Opinion

Robin Hood (not Mr. Smith) goes to Washington

JUST JACK

In fictional tales, the folk hero “Robin Hood” sees injustice in the land created by an oppressive lord and enforced by his sheriff minion.

The “poor” are under a repressive tax burden, imposed by the lord, while the “rich” enjoy every luxury available. Robin’s practical answer is a redistribution of wealth simply stated as “steal from the rich, give to the poor.” And so Robin Hood rights the wrongs and brings justice to the land.

In more recent history, we have additional examples of redistribution of wealth as a means of correcting apparent social imbalance and social injustice.

“From each according to his ability, to each according to his need” was the simple explanation of a communist system envisioned by Karl Marx. Rather than resort to illegal activity to assure equal distribution of wealth, Marx would have government make the determinations and distributions. We also have exceptional examples of the success of Marx’s economic system in the absolute failure of communist societies.

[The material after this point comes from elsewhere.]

PR #1578, opened 2025-12-03
fix(AIP-133): avoid returning an error when return type is a message

### LINKED ISSUE #1577: "Create methods: Required fields" returns confusing message
#### Steps to reproduce

1. Create a proto file `reproduce_issue.proto` with a `Create` method that does not return the resource itself or an LRO:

Today we appear to be embarked on a new endeavor to explore a combination of Robin Hood and Karl Marx. We shall call our new system “Karl Hood” because of the way it embodies some of each process. Under our new system, distribution to the “poor” is assured by government. “Poor” also is defined by government to include those who have made poor life decisions, who have seriously overreached their fiscal means, and those who have found solace in a social welfare system that provides for them. The actual “poor,” those who have contributed every day to the best of their ability and who continuously strive for self-improvement, are minimized in the redefinition.

Under the “Karl Hood” system, government will meet the needs of the poor by taking from the “rich” not through theft, but through taxation. After all, it is common knowledge that “rich” people gained their wealth on the backs of the “poor” and they lead lives of excess and greed. Some how, government has determined that earning a set amount makes a person “rich” and those riches should be shared. Is there any doubt that as the stream of revenue from the “rich” dwindles, the definition of rich will be adjusted downward to make sure we can always care for the “poor”? I wonder what we will do when we use up all the money the rich have and the “poor” become “rich”?

And so we have come full circle with a major twist. Once again we have a system of taking from the rich to give to the poor. This time it isn’t fiction. This time the “hero” is our government.

Where is the Constitution when we need it most?